A primary school was also opened there four or five years ago. When it was built, there was not only respect for the area in which it was built, but sufficient investment to develop something at scale. But one area where we have encountered difficulty in securing the infrastructure that we need is in the development of health services. Here I would like to contrast the difference that I have experienced in dealing with different agencies and bodies. The Department for Education, Homes England and Warwickshire County Council have demonstrated great flexibility in bringing forward the road and education provision. But, regrettably, the health service and the network of bodies, boards and bureaucracies that support it have proved very inflexible. A surgery for eight GPs has been approved as part of Houlton’s district centre, but so far we are nowhere near getting any agreement to bring that facility forward. I hope that, as we continue this vital debate both today and in the future, Ministers will engage with those other bodies to ensure that infrastructure is delivered on time.

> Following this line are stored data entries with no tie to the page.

PR #517, opened 2019-03-07
Improve the utility to convert URLs (and emails) to links

tompedals:
https://trello.com/c/zowspdvk/889-use-rawbody-rather-than-body-when-outputting-chat-messages

During testing we discovered some test strings with URLs that were not handled correctly. There were some side effects when escaping the string before converting URLs to links. To resolve this issue we now escape the string for output at the same time as converting URLs to links. I have also added support for converting emails to links.

Lots of extra test cases have been added.

### DIFF
--- a/src/utilities/__tests__/strings.test.js
+++ b/src/utilities/__tests__/strings.test.js
@@ -259,7 +259,7 @@ describe('convertLinksToHTML', () => {
     ],
     [
       'www.example.com/example?fdasfs=24fa3fd32&asdsa=af5t34tw',
-      '<a href="http://www.example.com/example?fdasfs=24fa3fd32&asdsa=af5t34tw" target="_blank" rel="noopener">www.example.com/example?fdasfs=24fa3fd32&asdsa=af5t34tw</a>',
+      '<a href="http://www.example.com/example?fdasfs=24fa3fd32&amp;asdsa=af5t34tw" target="_blank" rel="noopener">www.example.com/example?fdasfs=24fa3fd32&amp;asdsa=af5t34tw</a>',
     ],
     [
       'http://www.example.com/example?fdasfs=24fa3fd32',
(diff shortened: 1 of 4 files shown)


src/utilities/strings.ts
```diff
@@ -184,20 +184,39 @@ export const convertLinksToHTML = (string: string): string => {
...
-  return string.replace(
-    new RegExp(pattern),
-    (match: string, scheme): string => {
-      let url = match
-      if (!scheme) {
-        // Add http as the default scheme
-        url = `http://${url}`
+  const emailPattern = "\\b[A-Z0-9._'%+-]+@[A-Z0-9.-]+\\.[A-Z]{2,4}"
+  const urlPattern =
+    '(?:(?:https?:\\/\\/|www\\d{0,3}\\.|www-|[a-z0-9.-]+\\.[a-z]{2,4}(?=\\/))(?:[^\\s()<>]+)*(?:[^\\s`!-()\\[\\]{};:\'".,<>?«»“”‘’]))'
```
tompedals: Parsing strings for URLs and emails is hard. We took this simplified approach to reduce the bundle size in Beacon. It seems to do a pretty good job now, but there will be some edge cases.

src/utilities/__tests__/strings.test.js
```diff
@@ -359,19 +359,103 @@ describe('convertLinksToHTML', () => {
...
+      'example@example.com',
+      '<a href="mailto:example@example.com">example@example.com</a>',
     ],
     [
-      'www.example.com www.helpscout.com',
-      '<a href="http://www.example.com" target="_blank" rel="noopener">www.example.com</a> <a href="http://www.helpscout.com" target="_blank" rel="noopener">www.helpscout.com</a>',
+      "example.a'ddress@example.com",
+      '<a href="mailto:example.a&#x27;ddress@example.com">example.a&#x27;ddress@example.com</a>',
+    ],
+    [
```
ItsJonQ: Oh wow! New test cases

tompedals:
@ItsJonQ Whoops, I forgot the very important label :) Yep, patch bump for this one please.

My right hon. Friend the Member for Haltemprice and Howden made a good case for garden cities—for additional, totally new communities. However, we have been down that road before and nothing has happened. The sustainable urban extension to existing sites is the only way that we will practically achieve anything like the volume of housing that we need. Of course, expanding an existing community has a wider economic benefit, particularly in respect of our town centres, many of which are struggling, as people are buying more and more online. I was very pleased to hear my right hon. Friend the Member for North West Hampshire (Kit Malthouse) say that one of his communities will be expanded to double its existing size. It will always be easier to expand an existing community.
Central Government have a role to play in encouraging local authorities to take a proactive and pro-sustainable approach to development. If Government fail to properly require planning authorities to build the new homes, we will not see the significant progress that everybody in this Chamber wants to see. We must encourage our local authorities—Rugby has already done this—to develop clear and comprehensive local plans that set out in detail where development should take place. My real concern is that, in withdrawing the targets and making them advisory, we have created a charter whereby development is constantly stymied by the loudest voices who often oppose development.